C. Kesavan who was put in jail in 1935 was released in 1937. Welcoming Kesavan at Kollam and Alapuzha, T.M. Varghese said, “In the name of and on behalf of the 5.1 lakhs (5,10,000) of people of Travancore, I accord with pleasure, a hearty welcome to the most-self sacrificing individual C. Kesavan." Diwan was furious. As per his suggestion, a no confidence motion was moved against the Deputy speaker. In the voting that followed 42 supported the motion, 24 were against and 2 abstained. Thus, T.M. Varghese was removed from his post as deputy speaker.

=== State Congress. ===
In February 1938, T.M. Varghese tabled a motion to discuss the point “Responsible Government,” (Utharavaditha Bharanam - Government responsible to the people). Sir C.P. allowed this motion to be discussed. In the Assembly, T.M. Varghese declared. “There is no need of a Diwan, in between the 5.1 million people of Travancore and their Maharaja.” Pattom Thanu Pillai and K.T. Thomas spoke supporting the motion. On that day after coming out of the Assembly hall, they formed the Travancore State Congress.

Arrests followed. Banks and newspapers were closed. Agitation spread. In 1938, a number of leaders and newspaper editors were assaulted. There was no enquiry on this. For discussion, T.M. Varghese brought a resolution in the Assembly but Sir C.P. did not accept it.
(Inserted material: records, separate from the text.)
PR #10613, opened 2026-08-20
fix(file_browser): reject an empty-string value

kirangadhave:
## 📝 Summary

`mo.ui.file_browser(value="")` resolved the empty string to the current working directory. With the default `selection_mode="file"` the error then named the cwd instead of the input. With `selection_mode="all"` no check failed at all, so the browser silently selected the cwd.

- Reject an empty string in `_normalize_values`, before any `Path` is built, so the message keeps the literal input.
- Report the position for a sequence value, so `value=["a.txt", ""]` names `value[1]`.
- Document that an empty string is not a valid `value`.
- Cover `value=""`, the same with `selection_mode="all"`, an empty string among valid values, and a relative string value that still resolves.

Screenshot 2026-08-20 at 2 20 09 PM

Closes MO-7367

### DIFF
--- a/marimo/_plugins/ui/_impl/file_browser.py
+++ b/marimo/_plugins/ui/_impl/file_browser.py
@@ -66,6 +66,19 @@ def _normalize_selection_mode(
     )
 
 
+def _reject_empty_value(value: str | Path, key: str) -> None:
+    """Reject an empty string before it reaches path normalization.
+
+    `Path("")` is `Path(".")`, which normalization resolves to the current
+    working directory. That hides the real input from every later error.
+    """
+    if isinstance(value, str) and not value:
+        raise ValueError(
+            f'Invalid {key}="". Pass a file or directory path, '
+            f"or None for no default value."
+        )
+
+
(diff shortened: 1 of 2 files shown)


marimo/_plugins/ui/_impl/file_browser.py
```diff
@@ -268,6 +284,8 @@ class file_browser(
             to browse any path readable by the server process.
         value (str | Path | Sequence[str | Path], optional): File or directory
             path, or sequence of paths, selected by default. Defaults to None.
+            An empty string is not a valid path. Pass None for no default
```
dmadisetti, line 287: nit: I think you can remove this, the error is explainatory

dmadisetti (approved):

marimo/_plugins/ui/_impl/file_browser.py
kirangadhave: ah sorry i had auto merge enabled. I'll get this next time do a pass on the file; Thanks!

PR #10616, opened 2026-08-20
fix(sql): resolve default database for snowflake engines without a database in the URL

### LINKED ISSUE #10611: Snowflake catalog discovery: silently disabled by default, and full-account introspection without a database in the URL
**Describe the bug**

Two related gaps when using Snowflake through a SQLAlchemy engine. Out of the box the Data Sources panel stays empty and SQL-cell autocomplete never appears; turning discovery on can then hang for minutes.

**Part A: discovery is off by default and nothing says so**

With the default `[datasources]` config (`"auto"`), Snowflake is a non-cheap dialect (`is_cheap_dialect` in `marimo/_sql/utils.py`), so schema/table discovery never runs. That's a sensible default, but the Data Sources panel and SQL-cell autocomplete both depend on discovery, and the docs don't mention it. What worked for us:

```toml
[datasources]
auto_discover_schemas = true
auto_discover_tables = true
auto_discover_columns = false
```

Suggestion: note this in the SQL guide, and/or hint in the empty Data Sources panel when discovery resolved to off.

**Part B: no default-database fallback for Snowflake → all-account scan**

`SQLAlchemyEngine.get_default_database()` falls back to a per-dialect query when the URL has no database (`dialect_queries` in `marimo/_sql/engines/sqlalchemy.py`, ~line 254). The map covers postgresql, mssql, timeplus, and starrocks, but not snowflake, even though Snowflake supports `select current_database()`.

A `creator=`-built engine (the standard pattern for `connections.toml` / SSO auth) has no database in the URL:

```python
sf = sa.create_engine(
    "snowflake://",
    creator=lambda: snowflake.connector.connect(
        connection_name="default", database="MY_DB", schema="MY_SCHEMA"
    ),
)
```

With no default database, `get_databases` introspects every database on the account. On ours (24 databases) discovery did not finish.

Suggested one-line fix: add `"snowflake": "SELECT current_database()"` to `dialect_queries`. Workaround today: a dummy URL that carries the database, e.g. `sa.create_engine("snowflake://unused@unused/MY_DB", creator=...)`.

**Environment**

marimo 0.24.0, snowflake-sqlalchemy, Python 3.14, macOS.

sha2fiddy:

Fixes marimo-team/marimo#10611.

`SQLAlchemyEngine.get_default_database()` falls back to a per-dialect query when the connection URL has no database, but the query map had no snowflake entry. Engines built with `creator=` (the usual pattern for `connections.toml` or SSO auth) have a bare URL, so the default database came back as `None` and discovery scanned every database on the account.

Changes:

* Add `"snowflake": "SELECT current_database()"` to `dialect_queries`.
* Add a test covering the no-database-in-URL path for snowflake.
* Fix the auto-discovery note in the SQL guide: `auto_discover_schemas` defaults to `"auto"`, not `true`, and under `"auto"` Snowflake and BigQuery discover nothing, so the Data Sources panel stays empty until discovery is enabled explicitly. Also documents changing these settings in the UI (Packages & Data).

Validated against a real Snowflake account: a bare-URL `creator=` engine returned `None` before this change and the connection's current database after it. `pytest tests/_sql/test_sqlalchemy.py` passes (53 passed).


sha2fiddy:

docs/guides/working_with_data/sql.md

Finally on 30 July 1947 Travancore decided to join Indian Union. On 15 August, India attained freedom. On 19, Sir C.P. resigned. The government issued a proclamation on 4 September 1947 stating the formation of a “Responsible Government.”

== Arts ==
He was instrumental in helping Kunchacko set up Udaya Pictures, the first prominent Kerala based film production company. He provided legal assistance to set up the company and also became a shareholder in it.

== Death and memorials ==
He died on 31 December 1961. The body was cremated at a Marthoma Church in Kollam.

There is a park constructed in Kollam in memory of him and is maintained by Kollam Municipal Corporation. There is also a library in his name maintained by municipality situated near Ammachiveedu.